What the exercise asks: Every line below that holds the string "people" must be copied.

Material for this task:
PR #403, opened 2021-01-24
Add yodesk.ksy

ghost:
As suggested in https://github.com/cyco/WebFun/issues/3 this PR adds a spec for the file format used by [Yoda Stories](https://en.wikipedia.org/wiki/Star_Wars:_Yoda_Stories). The definition contains a few fields whose purpose is unclear to me (e.g. https://github.com/cyco/kaitai_struct_formats/blob/add-yodesk/game/yodesk.ksy#L203) and there's some unusual error handling that could probably be improved but I don't know how (https://github.com/cyco/kaitai_struct_formats/blob/add-yodesk/game/yodesk.ksy#L36). Apart from that, I tried to follow the [style guide](https://doc.kaitai.io/ksy_style_guide.html).

The game [Indiana Jones and His Desktop Adventures](https://en.wikipedia.org/wiki/Indiana_Jones_and_His_Desktop_Adventures) uses a very similar file format (a predecessor) to this one. As far as I can tell it mostly differs in the size of some integers. When this PR goes through I can open another one for that game.

I'm looking forward to your feedback on this one.


game/yodesk.ksy
```diff
@@ -0,0 +1,414 @@
...
+        size: 0x18
+        if: tile_id != -1
+  tiles:
+    seq:
+      - id: size
+        type: u4
+      - id: tiles
+        type: tile
+        repeat: expr
+        repeat-expr: size / ( 32 * 32 + 4)
```
KOLANICH, line 83: ```sizeof<tile>```, but not the best way. A better way is `size: size` + `repeat: eos`

game/yodesk.ksy
```diff
@@ -0,0 +1,414 @@
...
+      - id: type
+        type: u4
+      - id: shared_counter
+        type: u2
+        # contents: 0xFF FF
+      - id: planet_again
+        type: u2
+      - id: tile_ids
+        type: u2
+        repeat: expr
```
KOLANICH, line 163: What is it?

game/yodesk.ksy
```diff
@@ -0,0 +1,414 @@
...
+      - id: weapons
+        type: character_weapon
+        repeat: until
+        repeat-until: _.index == -1
+  character_weapon:
+    seq:
+      - id: index
+        type: s2
+      - id: reference
+        # if character is monster this is a reference to the their weapon (char idx)
```
KOLANICH, line 386: `doc:`

game/yodesk.ksy
generalmimon: @KOLANICH This comment seems to be misplaced, it probably relates to the line below, right?

https://github.com/kaitai-io/kaitai_struct_formats/blob/e18654a2f42b9177449738f9f908708b927f8e62/game/yodesk.ksy#L164

KOLANICH: Yes. IDK why. This is not the first time this happens.

game/yodesk.ksy
```diff
@@ -0,0 +1,414 @@
...
+        type: u4
+      - id: shared_counter
+        type: u2
+        # contents: 0xFF FF
+      - id: planet_again
+        type: u2
+      - id: tile_ids
+        type: u2
+        repeat: expr
+        repeat-expr: 3 * width * height
```
KOLANICH, line 164: Does 3 mean count of channels? If so, what is the order?

game/yodesk.ksy
cyco: I'm now using `repeat: eos`, thanks for the tip. Adding an additional layer to get the sub-stream right took me a little while (even though it's properly document). Accessing a specific tile from code is a little ridiculous with all the nested structures:

Screenshot 2021-01-24 at 17 22 31

```javascript
const tileCategory = catalog.entries.find(entry => entry.type === "TILE");

tileCategory.content.tiles.tiles.tiles[xx];
```

game/yodesk.ksy
cyco: I added a `doc:` comment to the field, explaining that each map has 3 tile layers. Hope that clears things up.

game/yodesk.ksy
cyco: Fixed

cyco:
Thanks for your feedback so far. I added a bunch of enums for `type` fields. What do you think?

game/yodesk.ksy
KOLANICH: It may make sense to encode it in KS.

game/yodesk.ksy
```diff
@@ -0,0 +1,479 @@
...
+    14: lose
+    15: trade
+    16: use
+    17: find
+    18: find_unique_weapon
+  character_type:
+    1: hero
+    2: enemy
+    4: weapon
+  hotspot_type:
```
KOLANICH, line 457: If a enum is used only within a certain class, it can be moved there.

game/yodesk.ksy
```diff
@@ -0,0 +1,479 @@
...
+      - id: instruction_count
+        type: u2
+      - id: instructions
+        type: action_item
+        repeat: expr
+        repeat-expr: instruction_count
+  action_item:
+    seq:
+      - id: opcode
+        type: u2
```
KOLANICH, line 116: Are opcodes known? Should it be a enum?

KOLANICH (approved):

game/yodesk.ksy
cyco: In bb5260b26a90b0d57ce457cf4ded244626183f7e I moved all enums to the classes where they are used.

game/yodesk.ksy
cyco: I split `action_item` into `instruction` and `condition` and added enums for the respective opcodes.

game/yodesk.ksy
cyco: Can you take a look at cc51e05a53dd16ebcfbeff193aafc1436ad4d789 and let me know if that is what you had in mind?

KOLANICH: Reviewed.

game/yodesk.ksy
```diff
@@ -0,0 +1,582 @@
...
+      - id: width
+        type: u2
+      - id: height
+        type: u2
+      - id: type
+        enum: zone_type
+        type: u4
+      - id: shared_counter
+        type: u2
+        # contents: 0xFF FF
```
KOLANICH, line 257: BTW, we have `valid: `

KOLANICH (commented):
>Thanks for your feedback so far. I added a bunch of enums for type fields. What do you think?

:+1:

cyco:
Alright then. I think this is ready to be merged.

game/yodesk.ksy
```diff
@@ -254,7 +254,7 @@ types:
         type: u4
       - id: shared_counter
         type: u2
-        # contents: 0xFF FF
+        valid: 0xFF FF
```
KOLANICH, line 257: Is it really recognized as a number?

generalmimon: > Is it really recognized as a number?

Two answers:

1. in the badly-written YAML parser (i.e. https://github.com/jeremyfa/yaml.js) used in the [Web IDE](https://ide.kaitai.io/devel/): **yes**,
2. using a specification-compliant parser like https://yaml-online-parser.appspot.com/: **no** (`valid: 0xFF FF` will be interpreted as `{ "valid": "0xFF FF" }`, and this will fail in the expression parser with an exception `parsing expression '0xFF FF' failed on 1:6`).

And yeah, we should really at least switch to a better parser in the Web IDE.

generalmimon: The fix would be

```suggestion
        valid: 0xFF_FF
```

cyco: Good catch! I was indeed using the web IDE to test these changes (and loved it btw). Too bad its parser is off.

game/yodesk.ksy
```diff
@@ -0,0 +1,581 @@
...
+      - id: size
+        type: u4
+      - id: characters
+        type: character
+        repeat: until
+        repeat-until: _.index == -1
+  character:
+    seq:
+      - id: index
+        type: s2
```
KOLANICH, line 474: Do other "negative" indices make sense? Or are they positive and just 0xFFFF is special?

cyco: Throughout the whole file signed integers could be considered unsigned with 0xFF FF indicating an empty value. The original game treats alls values expect u4 as signed integers, often checking `x < 0` to determine if an id should be resolvable or if an index marks the end of an array. 

So I think one could argue that the file format contains unsigned values treating 0xFFFF as a special case and the original game has a _bug_ in its parsing code.

game/yodesk.ksy
```diff
@@ -0,0 +1,565 @@
...
+      - id: content
+        type: strz
+        size: length
+  waypoint:
+    seq:
+    - id: x
+      type: u4
+    - id: y
+      type: u4
+
```
generalmimon, line 565: Unnecessary double final newline.

```suggestion
```

game/yodesk.ksy
```diff
@@ -0,0 +1,564 @@
...
+          type: u4
+        - id: pixels
+          size: 32 * 32
+  action:
+    seq:
+      - id: marker
+        contents: "IACT"
+      - id: size
+        type: u4
+      - id: condition_count
```
generalmimon, line 95: `num_conditions` (https://doc.kaitai.io/ksy_style_guide.html#attr-id):

> For fields that designate **number / count** of something (in particular, number of repetitions of some other structure), use `num_` prefix and plural form — i.e. `num_questions`, `num_blocks`, `num_nodes`

game/yodesk.ksy
```diff
@@ -0,0 +1,564 @@
...
+        enum: condition_opcode
+      - id: arguments
+        type: s2
+        repeat: expr
+        repeat-expr: 5
+      - id: text_length
+        type: u2
+      - id: text
+        type: str
+        size: text_length
```
generalmimon, line 120:
```suggestion
      - id: len_text
        type: u2
      - id: text
        type: str
        size: len_text
```

See https://doc.kaitai.io/ksy_style_guide.html#attr-id:

> For fields that designate **size** of some particular data structure (in bytes or some other fixed units), use `len_` prefix and name of that data structure — i.e. `len_block` (length of a single `block` entry), `len_blocks` (total length of whole `blocks` array, made of `block` entries).

game/yodesk.ksy
cyco: Thanks again for your feedback. I replaced all `_count` suffixes with `num_` prefixes.

game/yodesk.ksy
```diff
@@ -0,0 +1,564 @@
+meta:
+  id: yodesk
+  application: "Star Wars: Yoda Stories"
+  file-extension: dta
+  license: CC0-1.0
+  ks-version: 0.9
+  endian: le
+  encoding: ASCII
+seq:
```
generalmimon, line 9: Would you add at least a few sentences about the format in [the `/doc` key](https://doc.kaitai.io/ksy_style_guide.html#doc), i.e. some general information about the format? What it is used for? What kind of data it stores? What is the main usage field?

cyco: It took me a little while, but today I finally got around to adding the comments you requested.

game/yodesk.ksy
```diff
@@ -1,564 +1,923 @@
...
+    tiles_entries:
+      seq:
+        - id: tiles
+          type: tile
+          repeat: eos
+    tile:
+        seq:
+          - id: attributes
+            doc: |
+              Bit mask of various tile attributes. Most bits are purely informational and do not have any effect on game play.
```
KOLANICH: Why not to specify it in KS using bit-sized types instead of putting that info into `doc`?

game/yodesk.ksy
```diff
@@ -0,0 +1,1034 @@
...
+    application: "Star Wars: Yoda Stories"
+    file-extension: dta
+    license: CC0-1.0
+    ks-version: 0.9
+    endian: le
+    encoding: ASCII
+  doc: |
+    [Star Wars: Yoda Stories](https://en.wikipedia.org/wiki/Star_Wars:_Yoda_Stories) is a unique tile based game with procedurally
+    generated worlds.
+    This spec describes the file format used for all assets of the windows
```
generalmimon, line 12: Should it be "**Windows**"?


```suggestion
    This spec describes the file format used for all assets of the Windows
```

game/yodesk.ksy
generalmimon: I agree with @KOLANICH. This is a part of the format structure and should be described by KSY. 

@cyco The best way to do that is to use little-endian bit-sized integers (https://doc.kaitai.io/user_guide.html#bit-ints-le). In short, it's about adding this into the top-level `meta` section

```diff
   ks-version: 0.9
+  bit-endian: le
   endian: le
   encoding: ASCII
```

and then you just start writing the bit-sized members in the order from the least significant bit in the bitfield ("bit 0"):

```ksy
types:
  flags:
    seq:
      - id: is_opaque # Bit 0
        type: b1
      - id: is_floor # Bit 1
        type: b1
      - id: is_object # Bit 2
        type: b1
      # etc. 
```

cyco: Hey, I've updated the PR. Tile attributes are now encoded using bit sized integers as you suggested. Please take a look and let me know what you think.

My editor somehow messed up the indentation of the file, I hope the large diff is not a problem.

cyco:
@generalmimon Just wanted to check in to see if this is still on your radar. We've all spent a lot of time on this PR and it would be a shame not to merge it.

I also have another one coming up https://github.com/cyco/kaitai_struct_formats/blob/add-deskadv/game/deskadv.ksy

game/yodesk.ksy
```diff
@@ -0,0 +1,1190 @@
...
+        type: u2
+        if: index != 0xFF_FF
+  # Utilities
+  prefixed_str:
+    seq:
+      - id: len_content
+        type: u2
+      - id: content
+        type: str
+        size: len_content
```
generalmimon, line 1177: Please put `size` above `type` (https://doc.kaitai.io/ksy_style_guide.html#attr-id):

```suggestion
      - id: content
        size: len_content
        type: str
```

The same for all such `size:` occurrences in the file.

game/yodesk.ksy
```diff
@@ -0,0 +1,1190 @@
...
+
+seq:
+  - id: catalog
+    type: catalog_entry
+    repeat: until
+    repeat-until: _.type == "ENDF"
+
+types:
+  catalog_entry:
+    seq:
```
generalmimon, line 40: This helps debugging in the [Web IDE](https://ide.kaitai.io/devel/):

```suggestion
  catalog_entry:
    -webide-representation: '{type}'
    seq:
```

generalmimon (changes requested):
@cyco

> @generalmimon Just wanted to check in to see if this is still on your radar. We've all spent a lot of time on this PR and it would be a shame not to merge it.

Actually I moved to other things, I'm glad that you remind this. Let's try to finish it...

1. Do you have sample files for testing? Could you put links to them in the `/doc` block?

2. What are the sources that you used as a reference? Are there any official/unofficial descriptions (specifications), forum threads / blog posts discussing the structure or existing open source parsers/generators that you could link in `doc-ref`?

3. Can we choose a better name than `yodesk`? It doesn't matter if the identifier is a bit longer (I'd say that for example [`battery_management_system_protocol`](https://github.com/kaitai-io/kaitai_struct_formats/pull/410/files#diff-e1504689828f54de614eed5ff6e83418386ce288fcdcebce3fcfb13796d10810R2) is still OK, although expanding established abbreviations does not necessarily make sense), but it should be descriptive enough so that people with no background have some idea what format it is just from the name.

   Something like `starwars_yodesk` maybe? It is OK to use short names for a `.ksy` in your own repo if you know what it is, but in a general-purpose repo like the format gallery, we need to be more specific and provide some context. The problem is that `yodesk` is not much widespread name, so people would usually have no idea.

game/yodesk.ksy
```diff
@@ -0,0 +1,1190 @@
...
+          doc: |
+            Tile forms part of a character
+        - id: unused
+          type: b7
+        # Floor flags
+        - id: is_doorway
+          type: b1
+          doc: |
+            These tiles are doorways, monsters can't go
+          if: is_floor
```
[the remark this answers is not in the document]
cyco: I think it's not that clear cut. Bits `0` and `3` can be set independently so we'd have to logical and the value with `0x1f6` before looking up the enum field.

game/yodesk.ksy
```diff
@@ -0,0 +1,1190 @@
...
+        repeat: until
+        repeat-until:  _.tile_id == 0xFF_FF
+  tile_name:
+    seq:
+      - id: tile_id
+        type: u2
+      - id: name
+        type: strz
+        size: 0x18
+        if: tile_id != 0xFF_FF
```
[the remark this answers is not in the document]
cyco: I replaced some occurrences of the pattern with an instance in a6119768d6b45a3f5b3da65f78cc2d295ccb9879. Is there a way to globally define the instance? I don't really think the additional abstraction is justified if only on field uses the check.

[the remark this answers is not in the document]
generalmimon: > I don't really think the additional abstraction is justified if only on field uses the check.

Right, this is focused mainly on places where the check is repeated multiple times, as for example [in the `character` type](https://github.com/kaitai-io/kaitai_struct_formats/blob/2e2b4ea332c84c6ec5c61165cb0218518f867675/game/yodesk.ksy#L1083-L1119). If it only used once (maybe twice), I'm happy with leaving it in `if`.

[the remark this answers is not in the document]
generalmimon: Hmm, I've just realized that this comment of mine is pretty much useless because I suggest to pull the adjacent fields with `if: index != 0xFF_FF` in the [very next comment](https://github.com/kaitai-io/kaitai_struct_formats/pull/403#discussion_r662628427). You've done the `character_body` change too (which is a better way than using the value instance `is_end`) so I'd say feel free to ignore this.

game/yodesk.ksy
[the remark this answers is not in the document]
generalmimon: > Bits `0` and `3` can be set independently so we'd have to logical and the value with `0x1f6` before looking up the enum field.

OK, thanks for clarifying. You can do that like this:

```ksy
seq:
  # ...
  - id: type_flags
    type: b8
  # ...
instances:
  tile_type:
    value: type_flags & 0b1111_0110
    enum: tile_types
  is_floor:
    value: (type_flags & 0b0000_0001) != 0
  is_roof:
    value: (type_flags & 0b0000_1000) != 0
```

game/yodesk.ksy
```diff
@@ -0,0 +1,1190 @@
...
+        0x8:
+          id:  random_is_less_than
+          doc: Current zone's `random` value is less than `args[0]`
+        0x9:
+          id:  enter_by_plane
+        0xa:
+          id:  tile_at_is
+          doc: |
+            Check if tile at `args[0]`x`args[1]`x`args[2]` is equal to
+            `args[3]`
```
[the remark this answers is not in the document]
cyco: I absolutely love this suggestion! It seems so obvious in hindsight.

game/yodesk.ksy
```diff
@@ -0,0 +1,1190 @@
...
+        0x20:
+          id:  random_is_not
+          doc: Current zone's `random` value is not equal to `args[0]`
+        0x21:
+          id:  shared_counter_is_not
+          doc: Current zone's `shared_counter` value is not equal to `args[0]`
+        0x22:
+          id:  is_variable
+          doc: |
+            Check if variable identified by `args[0]`⊕`args[1]`⊕`args[2]` is
```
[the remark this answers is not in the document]
cyco: This was actually supposed to be a concatenation. I've replaced it with tuple notation instead.

cyco:
Here we go again :) I hope I didn't miss anything.

> 1. Do you have sample files for testing? Could you put links to them in the `/doc` block?

Sadly no. Some versions of the game are available on archive.org and various abandonware sites, but nothing I'd feel comfortable linking to.

> 2. What are the sources that you used as a reference? Are there any official/unofficial descriptions (specifications), forum threads / blog posts discussing the structure or existing open source parsers/generators that you could link in `doc-ref`?

This file is solely based on my own reverse engineering efforts for https://github.com/cyco/webfun. Aside from the parser implementation at https://github.com/cyco/WebFun/tree/master/src/engine/file-format there's no documentation on the file format in the project yet. As far as I can tell there's also no official documentation available. Zach Barth wrote an excellent piece on reverse engineering the format back in 2014 (phew, long time ago) here https://www.trashworldnews.com/yoda-stories/ but I'm hesitant to use that article as `doc-ref` as it is incomplete and inaccurate at times.

> 3. Can we choose a better name than `yodesk`? It doesn't matter if the identifier is a bit longer (I'd say that for example [`battery_management_system_protocol`](https://github.com/kaitai-io/kaitai_struct_formats/pull/410/files#diff-e1504689828f54de614eed5ff6e83418386ce288fcdcebce3fcfb13796d10810R2) is still OK, although expanding established abbreviations does not necessarily make sense), but it should be descriptive enough so that people with no background have some idea what format it is just from the name.
>    Something like `starwars_yodesk` maybe? It is OK to use short names for a `.ksy` in your own repo if you know what it is, but in a general-purpose repo like the format gallery, we need to be more specific and provide some context. The problem is that `yodesk` is not much widespread name, so people would usually have no idea. 

 I felt that `starwars` was too generic, the game is called _Star Wars: Yoda Stories_ or just _Yoda Stories_ – so I've renamed the ksy to `yoda_stories_dta` following the pattern used for other files here (e.g. `gran_turismo_vol.ksy`).

generalmimon (changes requested):
These comments remained unpublished in the _Pending_ state for way too long (because I was probably hoping to add something but then got distracted by something else and completely forgot about them), so I'll at least publish them now 😐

Answer to the problem:
3. Can we choose a better name than `yodesk`? It doesn't matter if the identifier is a bit longer (I'd say that for example [`battery_management_system_protocol`](https://github.com/kaitai-io/kaitai_struct_formats/pull/410/files#diff-e1504689828f54de614eed5ff6e83418386ce288fcdcebce3fcfb13796d10810R2) is still OK, although expanding established abbreviations does not necessarily make sense), but it should be descriptive enough so that people with no background have some idea what format it is just from the name.
   Something like `starwars_yodesk` maybe? It is OK to use short names for a `.ksy` in your own repo if you know what it is, but in a general-purpose repo like the format gallery, we need to be more specific and provide some context. The problem is that `yodesk` is not much widespread name, so people would usually have no idea.
> 3. Can we choose a better name than `yodesk`? It doesn't matter if the identifier is a bit longer (I'd say that for example [`battery_management_system_protocol`](https://github.com/kaitai-io/kaitai_struct_formats/pull/410/files#diff-e1504689828f54de614eed5ff6e83418386ce288fcdcebce3fcfb13796d10810R2) is still OK, although expanding established abbreviations does not necessarily make sense), but it should be descriptive enough so that people with no background have some idea what format it is just from the name.
>    Something like `starwars_yodesk` maybe? It is OK to use short names for a `.ksy` in your own repo if you know what it is, but in a general-purpose repo like the format gallery, we need to be more specific and provide some context. The problem is that `yodesk` is not much widespread name, so people would usually have no idea. 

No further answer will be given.